● **Activity**
Wherever "each" occurs in the entries, copy the line that holds it.
START Provided records
PR #136, opened 2017-04-25
Remove unnecessary dependency

bdunne:
Nothing in manageiq-gems-pending uses it and I don't see any reason to lock it down here.

As far as I know it is used and depended on by:
azure-armrest
foreman_api_client
hawkular-client
image-inspector-client
kubeclient
ovirt


bdunne:
@jrafanie Please review.  Last I remember you were involved maybe for IPv6 compatability?

jrafanie:
LGTM, no mention of RestClient constant anywhere in this repo.  The extracted repos will manage the dependency.

PR #634, opened 2026-03-25
Drop Rails <7.2, and update to Rails 8

Fryguy:
@jrafanie Please review.

### DIFF
--- a/Gemfile
+++ b/Gemfile
@@ -8,12 +8,12 @@ require File.join(Bundler::Plugin.index.load_paths("bundler-inject")[0], "bundle
 
 minimum_version =
   case ENV['TEST_RAILS_VERSION']
-  when "7.0"
-    "~>7.0.8"
-  when "7.1"
-    "~>7.1.4"
   when "7.2"
     "~>7.2.3"
+  when "8.0"
+    "~>8.0.5"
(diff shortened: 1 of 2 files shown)


Gemfile
```diff
@@ -8,12 +8,10 @@ require File.join(Bundler::Plugin.index.load_paths("bundler-inject")[0], "bundle
 
 minimum_version =
   case ENV['TEST_RAILS_VERSION']
-  when "7.0"
-    "~>7.0.8"
-  when "7.1"
-    "~>7.1.4"
-  when "7.2"
-    "~>7.2.3"
+  when "8.0"
```
jrafanie, line 13: Maybe we should keep current and prior version 7.2.x and 8.0.x until we move to 8.0.x and 8.1.x.

Fryguy: I assumed we were good on 8.0 since we shipped it, but I can add back 7.2

jrafanie: yeah, we're good... I'm fine with it... it just looked weird to have the case statement for one version but I guess it works when we add 8.1

Fryguy: Done

jrafanie (approved):

PR #654, opened 2026-07-02
Set concurrent-ruby minimum to 1.3.7 for CVE-2026-54904

Fryguy:
@agrare Please review.

Should close #650, #651, #652

### DIFF
--- a/Gemfile
+++ b/Gemfile
@@ -17,3 +17,6 @@ minimum_version =
   end
 
 gem "activesupport", minimum_version
+
+# security fixes for indirect dependencies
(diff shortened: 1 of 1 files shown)


agrare (approved):

agrare:
@Fryguy should we do this in the core Gemfile also or is that not needed?  `activesupport` only declares `concurrent-ruby (~> 1.0, >= 1.3.1)` and everything else is `~> 1.0`

Fryguy:
yes, Mend is complaining there too. We need this PR anyway though because gems-pending is an "indenpendent" library from core.

PR #27, opened 2020-02-11
Handle L2_EXPIRE events

anurag6:


anurag6:
@grafnu PTAL. Tests in progress.

forch/faucet_state_collector.py
```diff
@@ -823,6 +823,23 @@ def process_port_learn(self, timestamp, name, port, mac, ip_addr):
                 devices_placement = DevicePlacement(switch=name, port=port, connected=True)
                 self._placement_callback(mac, devices_placement)
 
+    @_dump_states
+    # pylint: disable=too-many-arguments
```
grafnu: do you know why this is required but the one for the method below does not?   They both have 5 arguments, right?

forch/faucet_state_collector.py
```diff
@@ -823,6 +823,23 @@ def process_port_learn(self, timestamp, name, port, mac, ip_addr):
...
+    def process_port_expire(self, timestamp, name, port, mac):
+        """process port learn event"""
```
grafnu: update comment

forch/faucet_state_collector.py
```diff
@@ -823,6 +823,23 @@ def process_port_learn(self, timestamp, name, port, mac, ip_addr):
...
+        with self.lock:
+            LOGGER.info('Learned entry %s at %s:%s expired.', mac, name, port)
+            if self.learned_macs:
```
grafnu: when is learned_macs ever not defined?

forch/faucet_state_collector.py
```diff
@@ -823,6 +823,23 @@ def process_port_learn(self, timestamp, name, port, mac, ip_addr):
...
+                entry = self.learned_macs.pop(mac, None)
```
grafnu: if not self.learned_macs.pop():

forch/faucet_state_collector.py
```diff
@@ -823,6 +823,23 @@ def process_port_learn(self, timestamp, name, port, mac, ip_addr):
...
+                if not entry:
+                    LOGGER.debug('Entry %s doesnt exist in learned macs dict', mac)
+            if name in self.switch_states:
+                learned_macs = self.switch_states[name][LEARNED_MACS]
+                if mac in learned_macs:
+                    learned_macs.remove(mac)
+                else:
+                    LOGGER.debug('Entry %s doesnt exist in learned macs set', mac)
```
grafnu: include name in message
should be warning?  When might this happen?

forch/faucet_state_collector.py
```diff
@@ -823,6 +823,23 @@ def process_port_learn(self, timestamp, name, port, mac, ip_addr):
...
+    @_dump_states
+    # pylint: disable=too-many-arguments
+    def process_port_expire(self, timestamp, name, port, mac):
+        """process port learn event"""
+        with self.lock:
+            LOGGER.info('Learned entry %s at %s:%s expired.', mac, name, port)
+            if self.learned_macs:
+                entry = self.learned_macs.pop(mac, None)
+                if not entry:
+                    LOGGER.debug('Entry %s doesnt exist in learned macs dict', mac)
```
grafnu: warning?

forch/faucet_state_collector.py
```diff
@@ -823,6 +823,23 @@ def process_port_learn(self, timestamp, name, port, mac, ip_addr):
...
+            if name in self.switch_states:
```
grafnu: when would name never not be in switch_states?

forch/faucet_state_collector.py
anurag6: We get a learning expire event for each point at which it was learned. I used to debug behavior so made it debug. Need not be a warning. Can remove completely if needed.

forch/faucet_state_collector.py
anurag6: same as above.

forch/faucet_state_collector.py
grafnu: You didn't answer the question -- when does this case (man not in learned_macs) happen?  Seems like it shouldn't happen, which is why I'm suggesting a warning -- else it's pointing to some other underlying problem in the algorithm?

What about the case where it expires on one switch but not the others?

forch/faucet_state_collector.py
anurag6: cleaned up.

forch/faucet_state_collector.py
anurag6: It happens if the mac is learnt at multiple switches. So you get multiple L2_EXPIRE events. The first one deletes it. The second one would not find the entry. I dont think we should be raising a warning for that.

forch/faucet_state_collector.py
anurag6: cleaned up.

forch/faucet_state_collector.py
anurag6: cleaned up.

forch/faucet_state_collector.py
anurag6: cleaned up.

forch/faucet_state_collector.py
anurag6: cleaned up.

forch/faucet_state_collector.py
grafnu: What about the case where it expires on one switch but not the others?

anurag6: yup. you are right. Fixed code to remove entry from set only when the last entry is removed.

forch/faucet_state_collector.py
```diff
@@ -823,6 +823,23 @@ def process_port_learn(self, timestamp, name, port, mac, ip_addr):
...
+    def process_port_expire(self, timestamp, name, port, mac):
+        """process port expire event"""
+        with self.lock:
+            LOGGER.info('Learned entry %s at %s:%s expired.', mac, name, port)
+            learned_macs = self.switch_states[name][LEARNED_MACS]
+            if mac in learned_macs:
+                learned_macs.remove(mac)
+            else:
+                LOGGER.warning('Entry %s doesnt exist in learned macs set', mac)
+            is_last_mac_entry = True
```
grafnu: Much cleaner to be direct about it, rather than indirectly calculating when to remove it -- learned_macs contains a map of switches, so each time through you remove the switch that expired for this mac, and then if that map is empty you can delete the entire entry.

anurag6: yup. Done.

PR #31, opened 2020-02-13
Add session and state machine functionality

anurag6:


forch/faucet_state_collector.py
```diff
@@ -839,6 +839,10 @@ def process_port_expire(self, timestamp, name, port, mac):
                 self.learned_macs[mac][MAC_LEARNING_SWITCH].pop(name)
                 if not self.learned_macs[mac][MAC_LEARNING_SWITCH]:
                     self.learned_macs.pop(mac)
+            port_attr = self._get_port_attributes(name, port)
+            if port_attr and port_attr['type'] == 'access' and self._placement_callback:
```
grafnu: this same logic is now duplicated in two places... extract to common method

forch/mab_state_machine.py
```diff
@@ -0,0 +1,159 @@
+"""Module that implements MAB state machine"""
```
grafnu: state machine is not specific to MAB... it's the device authentication status. MAB is just one means of authentication, but everything else applies to other techniques.

forch/mab_state_machine.py
```diff
@@ -0,0 +1,159 @@
...
+
+import logging
+from threading import Timer
+
+LOGGER = logging.getLogger('mabsm')
+
+
+class State():
```
grafnu: way too complex. I don't understand why all this is necessary for 4 states that have only a handful of transitions. This level of abstraction really isn't needed.  Please see the faucet of daq state machines for simple ways of handling this.  It really can/should just be one simple variable that says "this is my current state". When you want to change it based off of some event, you simply check the current state, and then set the new state appropriate, or log a warning.  Maybe create an intermediate helper method _state_transition() -- ala DAQ.

forch/mab_state_machine.py
```diff
@@ -0,0 +1,159 @@
...
+        self.current_state = self.states[self.UNAUTH]
+
+    def _radius_timeout(self):
+        self.process_trigger(self.REQ_TIMEOUT)
+
+    def _auth_session_timeout(self):
+        self.process_trigger(self.AUTH_TIMEOUT)
+
+    def _handle_accept(self):
+        self.session.session_result(accept=True)
```
grafnu: another indication that the other (session) class isn't helping -- here you just call straight into it. It would be clearner just to be able to say:  self.session_result(accept=True) without the intermediate

forch/mab_state_machine.py
anurag6: But the state machine is MAB. The states and transitions are specific.

grafnu: The only aspect of it that's MAB specific is the radius request and associated trigger. This entire structure would have value, for example, if we wanted to do something based off of IP address. The core of the state machine is managing the radius authenticated lifecycle, right?  The way it's named, if there was another system that needed to do IP-based authentication, or EAPoL-based authentication it would be another class entirely, which I don't think should be necessary.

None of the actual states involved are specific to MAB:

    SENT_REQ = "Sent MAB request"
    RECV_ACCPT = "Received RADIUS accept"
    RECV_REJ = "Received RADIUS reject"
    REQ_TIMEOUT = "RADIUS request timeout"
    AUTH_TIMEOUT = "Auth session timed out"
    EXPIRE = "Host expired"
END Provided records
● **Task answer**
anurag6: We get a learning expire event for each point at which it was learned. I used to debug behavior so made it debug. Need not be a warning. Can remove completely if needed.
grafnu: Much cleaner to be direct about it, rather than indirectly calculating when to remove it -- learned_macs contains a map of switches, so each time through you remove the switch that expired for this mac, and then if that map is empty you can delete the entire entry.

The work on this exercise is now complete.